Curt Clawson speaks at his election party on Tuesday evening in Bonita Springs. / AMANDA INSCORE/THE NEWS-PRESS

He shoots, he scores — again.

Winning more than two-thirds of the vote, Republican Curt Clawson on Tuesday became Southwest Florida’s next U.S. representative.

Marco Island helped cement Clawson’s victory. He snagged 80.15 percent of the 922 votes with 739 votes in Precinct 190; 80.02 percent of the 1,211 with 969 votes in Precinct 193, and 79.39 percent of the 1,116 votes in Precinct 194.

By contrast, Democratic candidate April Freeman scored 16.43 percent, 16.13 percent and 21.55 percent in those precincts respectively, while Libertarian Ray Netherwood’s percentages were 3.3, 4.21 and 3.58.

Overall, Clawson received 66.9 percent of the votes in the District 19 special congressional election, followed by Freeman with 29.2 percent and Netherwood with 3.6 percent.

“I think he’s going to do a good job,” said Litha Berger, Marco-based Caxambas Republican Club founder and former president.

She said she’d met Clawson some months before he won the special congressional District 19 Republican primary with 26,710 votes, or about 38 percent of the vote in Collier and Lee counties.

“He asked to be a member of the club. I didn’t know who he was, and I thought it interesting why someone coming from Bonita wanted to join,” Berger said.
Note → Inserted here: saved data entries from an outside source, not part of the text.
PR #236, opened 2021-03-31
Improve performance of creating access rules

hculea:
In order to check if the optimisation is effectual, I have run the following script, which populated the priorly created `optimization-test` directory with 1000 secrets:

```go
u, err := secrethub.NewClient()
if err != nil {
	fmt.Print(err.Error())
}

iterations := 1000
for i := 0; i < iterations; i++ {
	_, err := u.Secrets().Write(fmt.Sprintf("<SECRETHUB NAMESPACE>/optimization/optimization-test/secret%d", i), []byte(fmt.Sprintf("value%d", i)))
	if err != nil {
		fmt.Print(err.Error())
	}
}
```

I have then replaced the CLI's SDK dependency by pasting the following in CLI project's `go.mod`:
```
replace (
    github.com/secrethub/secrethub-go => <RELATIVE PATH TO secrethub-go FOLDER>  // in my case, ../secrethub-go
)
```
and then I rebuilt the CLI.

NB, I was on the `feature/refactor-and-test-acl` branch on the SDK.

The effect of the pull request can be observed by comparing the running times of an `acl set` command run on a directory with a large number of secrets (such as the one created by the script above), before and after the change, which, in my experience, differed by quite a large factor. 

If anyone considers this necessary, I will measure the actual times for both the before and after cases, making use of the `duration` library.

### DIFF
--- a/pkg/secrethub/acl.go
+++ b/pkg/secrethub/acl.go
@@ -1,7 +1,9 @@
 package secrethub
 
 import (
+	"context"
 	"fmt"
+	"golang.org/x/sync/errgroup"
 
 	"github.com/secrethub/secrethub-go/internals/crypto"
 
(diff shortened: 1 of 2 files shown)


SimonBarendse (approved):
Sweet stuff! :ok_hand:

I've tested this on a huge repo (2000 secrets). On `develop` it takes a whopping 231s to create an access rule for the root, with these changes applied it takes 28s. Although that's still a long while (the encryption itself also takes long), it's a huge improvement! Thanks for adding this! :blue_heart:

I've pushed a couple of changes to the test suite. Could you have a look at them? I've added some explanation in the commit messages. If you agree with what I've done, this is ready to go :rocket:

hculea:
Thanks for the touch ups! Everything looks good to me too! I'll merge now.

PR #237, opened 2021-03-31
Account delete

Marton6:
This PR adds a `Delete` method to the account service, that deletes the currently authenticated account.

To prevent users from calling this method accidentally, the method requires you to pass your own account id as parameter.


SimonBarendse (commented):
Looks all good :+1:

We should wait with merging this until server-side changes are released.

SimonBarendse (approved):

PR #116, opened 2018-01-11
Switch framework-maven to use XTF

sutaakar:


framework-cloud/framework-maven/src/main/java/org/kie/cloud/maven/MavenDeployer.java
```diff
@@ -52,33 +54,13 @@ public static void buildAndDeployMavenProject(String basedir) {
...
-            mvnArgs.add("-s");
-            mvnArgs.add(buildSettings);
-        }
-
-        MavenCli cli = new MavenCli();
-        int mvnRunResult = cli.doMain(mvnArgs.toArray(new String[mvnArgs.size()]), basedir, System.out, System.err);
-
-        Thread.currentThread().setContextClassLoader(classLoaderBak);
+        try {
+            MavenUtil mavenUtil = MavenUtil.forProject(Paths.get(basedir), Paths.get(SETTINGS_XML_PATH)).forkJvm();
```
jhrcek: Will this work if someone forgets to set `kjars.build.settings.xml` system property? (maybe it's handled already in the MavenUtil. If not, perhaps check that that file exists before calling MavenUtil..

sutaakar: Added handling of settings.xml file. It doesn't need to be defined (in case when user just want to install project or deploy project to the repo without authentication), but if it is defined then it has to point to existing location.

sutaakar:
@jiripetrlik Currently yes though GitHub doesn't seem to be used. But when we switch to XTF then GitHub support will most likely end.

PR #135, opened 2018-01-31
Adjust parameterized test classes to get readable output messages 

jakubschwan:


sutaakar:
Just an idea - if we will specify @Parameters(name = "{0}") then we don't have to implement toString methods for all of the scenarios. From my point of view they currently don't bring much informations.
@jakubschwan What do you think about it?

jakubschwan:
Removed toString methods and resolved conflicts

sutaakar:
@jakubschwan Can you please also delete {1} from parameters so just the test descriptions of scenarios are used?

test-cloud/test-cloud-remote/src/test/java/org/kie/cloud/integrationtests/architecture/ManagedKieServersWithSmartRouterAndControllerIntegrationTest.java
```diff
@@ -59,10 +59,12 @@
 @RunWith(Parameterized.class)
 public class ManagedKieServersWithSmartRouterAndControllerIntegrationTest extends AbstractCloudArchitectureIntegrationTest {
 
-    @Parameter
+    @Parameter(value = 0)
+    public String testScenarioIndex;
```
jhrcek: (optional) confusing variable name - this looks more like testScenarioName ?

jakubschwan:
I think that this is not a good idea. We can't have scenario name for template, because we can use same scenario with some changes for same test case - e.g. WB+KS with or without external repo. We should set this name through method setName() and for scenarios there are builders and these builders configure environment variables. Combine these variables with just naming of the template can be confusing.
Also we parameterize settings builders (for S2I Kie servers)

jhrcek:
@jakubschwan ok, taking that back.

triceo:
FYI changes like this should be approached with caution - changing the FQN of a test (which this will likely do) will create a new test case in Polarion.

I suggest you think of that before you introduce a test case. Since otherwise you're just creating extra work for yourselves.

“Then I met him, and he told me he was actively looking at getting into politics. I got to know him very well,” she said.

Berger said she, like most people, Republican or Democrat, felt “taken aback by the nastiness” in the negative campaigning that ensued at the time.

“Many people thought it severely hurt the Republican Party,” Berger said, “but I felt that the outcome was a very good one.”

“Make no mistake, I don’t think what we’ve done here is a game,” Clawson said in his victory speech to supporters, referencing the college basketball past that characterized his campaign. “My team and I will go to Washington and work our very hardest for Southwest Florida and for our country.”

Clawson left Wednesday morning for Washington, D.C., to be sworn in.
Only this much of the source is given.